PROBLEM TO WORK ON
The lines from the start of the records through the one containing "### LINKED ISSUE #2194: A" are to be transcribed exactly, and nothing else.

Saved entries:
PR #2020, opened 2023-11-09
LocalProvider - close method

svetoslav-nikol0v:
**Description**:

- Adding a close method in LocalProvider class that closes the client

**Related issue(s)**:

Fixes #

**Notes for reviewer**:

The idea is to close client when we have an instance of the Wallet which is using LocalProvider.

**Checklist**

### DIFF
--- a/src/LocalProvider.js
+++ b/src/LocalProvider.js
@@ -163,4 +163,14 @@ export default class LocalProvider {
     call(request) {
         return request.execute(this._client);
     }
+
+    /**
+     * @returns {void}
+     */
+    close() {
+        this._client._network.close();
+        this._client._mirrorNetwork.close();
+        this._client._isShutdown = true;
+        clearTimeout(this._client._timer);
+    }
 }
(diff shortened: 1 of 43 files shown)


src/LocalProvider.js
```diff
@@ -163,4 +163,14 @@ export default class LocalProvider {
...
     }
+
+    /**
+     * @returns {void}
+     */
+    close() {
+        this._client._network.close();
+        this._client._mirrorNetwork.close();
+        this._client._isShutdown = true;
+        clearTimeout(this._client._timer);
```
rokn, line 174: Can we just call `this._client.close()` ?

svetoslav-nikol0v: Yes, we can. For some reason it didn't work first time but now it's ok.

rokn (approved):

rokn (approved):

ochikov (approved):

PR #2195, opened 2024-03-13
fix: do not instantiate logger inside a method

### LINKED ISSUE #2194: A new logger is instantiated every time a method is invoked
### Description

A new logger is instantiated every time `ManagedNetwork:_getNumberOfMostHealthyNodes` is invoked: https://github.com/hashgraph/hedera-sdk-js/blob/develop/src/client/ManagedNetwork.js#L219

Therefore, I have experienced that my program doesn't terminate as logger keeps holding resources (PIPE). You can monitor this on a macOS by running: `lsof -c node | grep PIPE | wc -l` before running the program and then again when the program is not terminating after its execution.

As shown below, you can see although NodeJS was holding 46 sockets on my machine, the number of PIPE resources increased rapidly to 1394. The program then terminates when it comes down to 22 (in my case this was the total number of resources held by other NodeJS programs)

Screenshot 2024-03-13 at 4 37 37 PM

Here are some commands that I used to monitor the total number of sockets and PIPE resources held by NodeJS:
```
# pipe-total.sh                                                                                                              
#!/bin/bash
lsof -c node | grep PIPE | wc -l

# total-socket.sh                                                                                                              
#!/bin/bash
lsof -i -P -n | wc -l
```

### Steps to reproduce

I instantiated a node client for a managed network (locally deployed using [solo](https://github.com/hashgraph/solo?tab=readme-ov-file#example---1-deploy-a-standalone-test-network-version-0425)) like this: `Client.fromConfig({ network: nodes })` and then used that client to invoke ~700 account queries

### Additional context

After deleting that line locally the program terminates immediately and total number of PIPE resources were fixed: https://github.com/hashgraph/hedera-sdk-js/blob/develop/src/client/ManagedNetwork.js#L219

Screenshot 2024-03-13 at 9 18 17 PM
 

Here is the ticket that I was trying to resolve and found this issue: https://github.com/hashgraph/solo/issues/153

### Hedera network

other

### Version

v2.42.0

### Operating system

macOS

leninmehedy:
**Description**:
This PR removes the problematic instantiation of a logger inside a method that is invoked repeatedly.

**Related issue(s)**:

Fixes #2194 

**Notes for reviewer**:

I couldn't run the integration tests as there were no instruction in the README. I saw errors when I ran `task test` locally: `Error: Failed to construct client for IntegrationTestEnv`

However, please let me know if anything else I should test/modify.

**Checklist**

### DIFF
--- a/src/client/ManagedNetwork.js
+++ b/src/client/ManagedNetwork.js
@@ -20,7 +20,6 @@
 
 import LedgerId from "../LedgerId.js";
 import * as util from "../util.js";
-import Logger from "../logger/Logger.js"; // eslint-disable-line
 
 /**
  * @typedef {import("../channel/Channel.js").default} Channel
@@ -87,14 +86,6 @@ export default class ManagedNetwork {
         this._nodeMaxReadmitPeriod = this._maxBackoff;
 
         this._earliestReadmitTime = Date.now() + this._nodeMinReadmitPeriod;
-
-        /**
-         * Logger
-         *
-         * @external
-         * @type {Logger | null}
-         */
-        this._logger = null;
     }
 
     /**
@@ -227,11 +218,6 @@ export default class ManagedNetwork {
 
             // Check if the node exists
             if (!selectedNode) {
-                if (this._logger) {
-                    this._logger.debug(
-                        `Selected an undefined node at index ${nodeIndex}`,
-                    );
-                }
                 break; // Break out of the loop if undefined node is selected
             }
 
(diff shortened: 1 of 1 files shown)


svetoslav-nikol0v:
Hey [leninmehedy](https://github.com/leninmehedy),
This logger was only added to track the behavior after the fix we added. We agree to remove it at all. Will add a commit for this.

agadzhalov (approved):
LGTM

PR #2213, opened 2024-03-19
fix: integer overflow isuue for defaultMaxQueryPayment field

### LINKED ISSUE #2203: setDefaultMaxQueryPayment integer overflow
### Description

Currently, setDefaultMaxQueryPayment has a integer overflow problem. If setDefaultMaxQueryPayment is set to 25 hbar or more, the SDK will throw `giving Error: defaultMaxQueryPayment must be non-negative`. 

This bug is caused by this line of code. https://github.com/hashgraph/hedera-sdk-js/blob/76820600d6d7f0ea7a200b599be1c8a7b4f24d1c/src/client/Client.js#L452

### Steps to reproduce

Try to set `setDefaultMaxQueryPayment` like following and run the script

```
client.setDefaultMaxQueryPayment(new Hbar(25)); 
```

### Additional context

_No response_

### Hedera network

mainnet, testnet, previewnet, other

### Version

v2.40

### Operating system

None

svetoslav-nikol0v:
**Description**:

Handles setting larger integer numbers when are set to `defaultMaxQueryPayment` field.

Fixes #2203 

**Checklist**

### DIFF
--- a/test/integration/ClientIntegrationTest.js
+++ b/test/integration/ClientIntegrationTest.js
@@ -172,6 +172,24 @@ describe("ClientIntegration", function () {
         expect(clientTestnet.isTransportSecurity()).to.be.an("boolean");
     });
 
+    it("should return the following error message `defaultMaxQueryPayment must be non-negative` when the user tries to set a negative value to the defaultMaxQueryPayment field", async function () {
+        this.timeout(120000);
+        try {
+            env.client.setDefaultMaxQueryPayment(new Hbar(1).negated());
+        } catch (error) {
+            expect(error.message).to.be.equal(
+                "defaultMaxQueryPayment must be non-negative",
+            );
+        }
+    });
+
+    it("should set defaultMaxQueryPayment field", async function () {
+        this.timeout(120000);
+        const value = new Hbar(100);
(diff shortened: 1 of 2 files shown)


test/integration/ClientIntegrationTest.js
```diff
@@ -172,6 +172,24 @@ describe("ClientIntegration", function () {
...
+        } catch (error) {
+            expect(error.message).to.be.equal(
+                "defaultMaxQueryPayment must be non-negative",
+            );
+        }
+    });
+
+    it("should set defaultMaxQueryPayment field", async function () {
+        this.timeout(120000);
+        const value = new Hbar(100);
```
agadzhalov, line 188: for the purpose of the test to demonstrate that can handle really large numbers I would suggest
```suggestion
        const value = new Hbar(9223372036854775807);
```

agadzhalov (approved):
LGTM

test/integration/ClientIntegrationTest.js
svetoslav-nikol0v: We need pass this number in that way `Long.fromString('9223372036854775807')` because is bigger than MAX_SAFE_INTEGER number.

PR #2214, opened 2024-03-19
update: add a new getter to the TransferTransaction class

### LINKED ISSUE #2190: Transfer Transaction: isApproved flag is missing on current transfers getters
### Problem

When you create an approved transfer it is internally saved as a Transfer. When you try to use the getter for all transfers (e.g. transaction.hbarTransfers), the value is a TransferMap, which does not contain information on whether the transfer is approved.

Here is an example getter of transfers:
`
get hbarTransfers() {
        const map = new HbarTransferMap();

        for (const transfer of this._hbarTransfers) {
            map._set(transfer.accountId, transfer.amount);
        }

        return map;
    }
`

_hbarTransfers is of type Transfer[] and Transfer contains a boolean property isApproved.
This boolean property is missing when the getter is used

### Solution

A possible solution is to rework the hbarTransfers, tokenTransfers and nftTransfers or create new getters that returns a shallow representation of 'Transfer[]'

### Alternatives

_No response_

svetoslav-nikol0v:
**Description**:

A new getter was added to the TransferTransaction class.

Fixes #2190 

**Checklist**

### DIFF
--- a/src/account/TransferTransaction.js
+++ b/src/account/TransferTransaction.js
@@ -369,6 +369,13 @@ export default class TransferTransaction extends Transaction {
     }
 
     /**
+     * @returns {Transfer[]}
+     */
+    get hbarTransfersList() {
+        return this._hbarTransfers;
+    }
+
+    /**
      * @internal
      * @param {AccountId | string} accountId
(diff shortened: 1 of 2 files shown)


agadzhalov (approved):
LGTM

TASK RESULT
PR #2020, opened 2023-11-09
LocalProvider - close method

svetoslav-nikol0v:
**Description**:

- Adding a close method in LocalProvider class that closes the client

**Related issue(s)**:

Fixes #

**Notes for reviewer**:

The idea is to close client when we have an instance of the Wallet which is using LocalProvider.

**Checklist**

### DIFF
--- a/src/LocalProvider.js
+++ b/src/LocalProvider.js
@@ -163,4 +163,14 @@ export default class LocalProvider {
     call(request) {
         return request.execute(this._client);
     }
+
+    /**
+     * @returns {void}
+     */
+    close() {
+        this._client._network.close();
+        this._client._mirrorNetwork.close();
+        this._client._isShutdown = true;
+        clearTimeout(this._client._timer);
+    }
 }
(diff shortened: 1 of 43 files shown)


src/LocalProvider.js
```diff
@@ -163,4 +163,14 @@ export default class LocalProvider {
...
     }
+
+    /**
+     * @returns {void}
+     */
+    close() {
+        this._client._network.close();
+        this._client._mirrorNetwork.close();
+        this._client._isShutdown = true;
+        clearTimeout(this._client._timer);
```
rokn, line 174: Can we just call `this._client.close()` ?

svetoslav-nikol0v: Yes, we can. For some reason it didn't work first time but now it's ok.

rokn (approved):

rokn (approved):

ochikov (approved):

PR #2195, opened 2024-03-13
fix: do not instantiate logger inside a method

### LINKED ISSUE #2194: A new logger is instantiated every time a method is invoked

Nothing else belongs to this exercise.